鯉渕健康福祉局長:小児医療費制度は、子育て支援策として重要な政策です。特に、低所得世帯ということで意識しているというよりは、一般施策の分類かなと思っておりますが、重要な施策ですので、今回も拡大についても検討するし、一部負担の導入についても検討してまいりたいということを申し上げております。

白井議員:計画策定にあたって、実態把握のために行われた市民アンケートの結果では、「医療費を支払うことが難しいために、過去1年間に子どもが病気やけがをした時に病院を受診しなかったことがある」と回答した割合が、回答者2,127世帯のうち2.3%います。そして、ひとり親177世帯では5.1%です。受診を控えている実態がもう明らかになっているわけです。窓口無料化の運動を進めている医師からは「貧困家庭では、窓口負担があることで医者にかかるべきなのに連れて行かない、医療ネグレクトともいうべき事態が起こっている」と指摘があります。

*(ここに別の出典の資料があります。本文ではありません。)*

PR #365, opened 2023-06-19
add a simple extra test to the steady state solver

Krastanov:


Krastanov:
I needed this test as I was debugging https://github.com/qojulia/QuantumOpticsBase.jl/issues/106 -- it is nothing sophisticated, just making the already present tests a bit more explicit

本市で受診のたびに一部負担金が必要となれば、本市がかかげた子どもの貧困対策に逆行します。年齢拡大と一部負担金とおっしゃるんですけれども、本市の貧困対策に逆行すること、これをどう考えるんでしょうか。

鯉渕健康福祉局長:決して逆行しているとは思っておりません。順次、小児医療費制度を拡大しながら、低所得世帯への配慮というものも検討課題かなというふうに思っております。